State how many lines in the following entries contain the word "section". No other output.

Data for analysis START

PR #91, opened 2022-05-13
Add helium to molarmass.csv

lucpaoli:
Add helium to molar mass, already defined in critical


longemen3000:
Weird, I thought it was already there haahah

PR #1756, opened 2024-06-07
syslogng: render go templates in metrics-probe label values

orymate:
This PR adds flexibility in what label keys should be used automatically for output metrics, also adds the ability to use go templates that receives the destination information (name, namespace, scope:local/global and the logging name) to be used as needed. Example:
```
kind: SyslogNGClusterFlow
metadata:
  name: all
spec:
  match: {}
  outputMetrics:
    - key: custom_output
      labels:
        flow: all
        # define your own label for output name
        my-key-for-the-output: "{{ .Destination.Name }}"
        # do not add the output_name label to the metric
        output_name: ""
  globalOutputRefs:
    - http
```

### DIFF
--- a/pkg/sdk/logging/model/syslogng/config/log.go
+++ b/pkg/sdk/logging/model/syslogng/config/log.go
@@ -34,11 +34,11 @@ const (
 )
 
 type destination struct {
-	logging          string
+	Logging          string
 	renderedDestName string
 	Namespace        string
 	Name             string
-	scope            refScope
+	Scope            refScope
 	metricsProbes    []filter.MetricsProbe
 }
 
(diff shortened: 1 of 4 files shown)


pepov (approved):

pkg/sdk/logging/model/syslogng/config/log.go
```diff
@@ -80,3 +99,20 @@ func destinationLogPath(dest destination) render.Renderer {
 		parenDefStmt("destination", render.Literal(dest.renderedDestName))),
 	)
 }
+
+func renderLabelGoTemplates(labels filter.ArrowMap, values any) filter.ArrowMap {
+	for k, v := range labels {
```
orymate, line 104:
```suggestion
	for k, v := range maps.Clone(m.Labels) {
```

this could come here, so we explicitly return a changed copy

OverOrion (approved):

PR #1759, opened 2024-06-13
fix: added missing log section inside system config 

pbdger:
The new feature logFormat text | json did not work as expected.

This is caused by a misconfiguration inside the system config section. This pull request fix the issue.

For further information see https://docs.fluentd.org/deployment/system-config#less-than-log-greater-than-section


pbdger:
Will be done in a new pull-request

PR #1760, opened 2024-06-14
fix: added missing log section inside system config

pbdger:
see  https://docs.fluentd.org/deployment/system-config#less-than-log-greater-than-section

### DIFF
--- a/pkg/resources/fluentd/config.go
+++ b/pkg/resources/fluentd/config.go
@@ -33,8 +33,10 @@ var fluentdInputTemplate = `
 # Enable RPC endpoint (this allows to trigger config reload without restart)
 <system>
   rpc_endpoint 127.0.0.1:24444
-  {{- if .LogFormat }}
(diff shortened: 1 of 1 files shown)


OverOrion (approved):
Thank you for your contribution @pbdger!

pkg/resources/fluentd/config.go
```diff
@@ -33,8 +33,10 @@ var fluentdInputTemplate = `
 # Enable RPC endpoint (this allows to trigger config reload without restart)
 <system>
   rpc_endpoint 127.0.0.1:24444
-  {{- if .LogFormat }}
-  format {{ .LogFormat }}
+  {{- if .LogFormat }}  
+  <log>
+    format {{ .LogFormat }}
+  </log>format {{ .LogFormat }}
```
aslafy-z, line 39:
```suggestion
  </log>
```
I feel like this should be removed.

pepov (approved):

PR #1769, opened 2024-07-02
chore: remove trace log setting from examples to avoid suggesting a bad practice

pepov:


OverOrion (approved):

jszigetvari (approved):
Great, thank you!

PR #1773, opened 2024-07-04
fix: direct map of fluentbit securitycontext options

aslafy-z:
- Send whole fluentbit SecurityContext to fluentbit, configReloader and bufferVolumeMetrics containers


pepov:
@aslafy-z perhaps set the whole `spec.Security.SecurityContext` directly into `c.SecurityContext`?

aslafy-z:
I updated the PR, should I map it to buffervolumemetrics container too?

pepov:
@aslafy-z I beleive yes, that would be symmetric to what we do with fluentd's bufferVolumeMetrics container as well

pepov (approved):

OverOrion (approved):

PR #1828, opened 2024-10-14
OpenSearch remove_keys parameter support

kampka:
Adds support for [remove_keys](https://github.com/fluent/fluent-plugin-opensearch?tab=readme-ov-file#remove_keys) to the opensearch plugin.


sebastiangaiser:
@pepov would be great if we could get this for https://github.com/kube-logging/logging-operator/milestone/31

pepov:
@kampka nothing to be done, thanks for the contribution!

sebastiangaiser:
Thank you @pepov 🚀

PR #1831, opened 2024-10-20
fix(syslogng_servicemonitor): add missing fields from syslogng-spec

csatib02:


OverOrion (approved):
LGTM, thanks for spotting it!

PR #1833, opened 2024-10-23
fix(charts,logging-operator): add empty workloadMetaOverrides field i…

sebastiangaiser:
…n hosttailer if not specified

The '.spec.workloadMetaOverrides' field is required for all hosttailer resources. Unfortunately if not set the deployment via the chart fails with 'is invalid: spec.workloadMetaOverrides: Required value'. In order to mitigate this, an empty object is injected if not specified.


sebastiangaiser:
@csatib02 please don't merge this. Even passing an empty object isn't allowed, too. I think this might need to be fixed in the operator and relaxing the crd.

sebastiangaiser:
@csatib02 I created a bug instead, sorry for the turn around.

PR #1836, opened 2024-10-30
expose fluentd metrics also on IPv6

### LINKED ISSUE #1835: fluentd metrics cannot be scraped on IPv6 only clusters
**Describe the bug**:

fluentd by default only opens the metrics port on `0.0.0.0:24231`, ie. not exposing it for IPv6.

Upstream issue: https://github.com/fluent/fluentd/issues/3001 (it seems complicated though, because a library needs to be updated/switched)

A long-open PR for the fluentd helm repository (https://github.com/fluent/helm-charts/pull/447) proposes just adding a second Prometheus source. Seems a valid aproach to me, given fluentd is running in a container and nobody will have blocked the IPv6 port as feared by the upstream issue, also it was originally denied (https://github.com/fluent/fluent-plugin-prometheus/issues/151).

logging-operator currently [does not expose configuration for the required monitoring settings](https://github.com/kube-logging/logging-operator/blob/master/pkg/resources/fluentd/config.go#L59-L65):

```
<source>
    @type prometheus
    port {{ .Monitor.Port }}
{{- if .Monitor.Path }}
    metrics_path {{ .Monitor.Path }}
{{- end }}
</source>
```

Possible solutions I can think of:

- generally open IPv6 like the helm chart PR above does https://github.com/kube-logging/logging-operator/pull/1836
- add a bind configuration option to the [metrics type](https://github.com/kube-logging/logging-operator/blob/master/pkg/sdk/logging/api/v1beta1/common_types.go#L66-L77); kind of straight forward and would allow to "choose" between IPv4/IPv6, but needs handling the option for the other implementations (syslog tailer, fluentbit) -- I consider this feasible and we would provide a PR, but needs discussion first
- Add a "generic" configuration injection option (unless there is one we missed), such that one can cleanly inject a matching configuration block. Not really a nice solution for this issue, but probably generally good to have for special use cases and workarounds.
- ...?

**Expected behaviour**:

Metrics are either available on IPv4 and IPv6 by default (preferred, as "just works"), or the behavior can be toggled, such that IPv6 only clusters can scrape fluentd metrics.

Steps to reproduce the bug should be clear and easily reproducible to help people
gain an understanding of the problem.

**Additional context**:

**Environment details**:
- Kubernetes version (e.g. v1.15.2):
- Cloud-provider/provisioner (e.g. AKS, GKE, EKS, PKE etc):
- logging-operator version (e.g. 2.1.1): 4.10.0/from master

/kind bug

JensErat:
Currently, IPv6 only clusters cannot scrape metrics from fluentd, as fluentd's `bind` default is `0.0.0.0`. Any IPv6 only cluster will fail scrapes.

fluentd currently does not support binding both IPv6 and IPv4 in a single source. Adding a second IPv6 source makes fluentd listen on both IPv4 and IPv6, allowing scrapes universally.

Fixes #1835


csatib02 (approved):
LGTM!

pepov (approved):

PR #1840, opened 2024-11-04
Possibility to add strategy and topologySpreadConstraints to the operator

karloramone:
If you have two datacenters and you would like to deploy two replicas of the operator in each, you can't do that cause there is no possibility to modify topologySpreadConstraints of the operator deployment. The only way to assure two pods running in each datacenters is to run three replicas with the podAntiAffinity.

If you have a three node cluster you are not able to run three replicas with podAntiAffinity on the hostname topology key.
The problem is in the default strategy is configured to add the fourth replica before removing the old one. Because of the mentioned configuration above this is not possible and pod stays in pending state.

This fixes those two examples.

Data for analysis END

(Your response) 5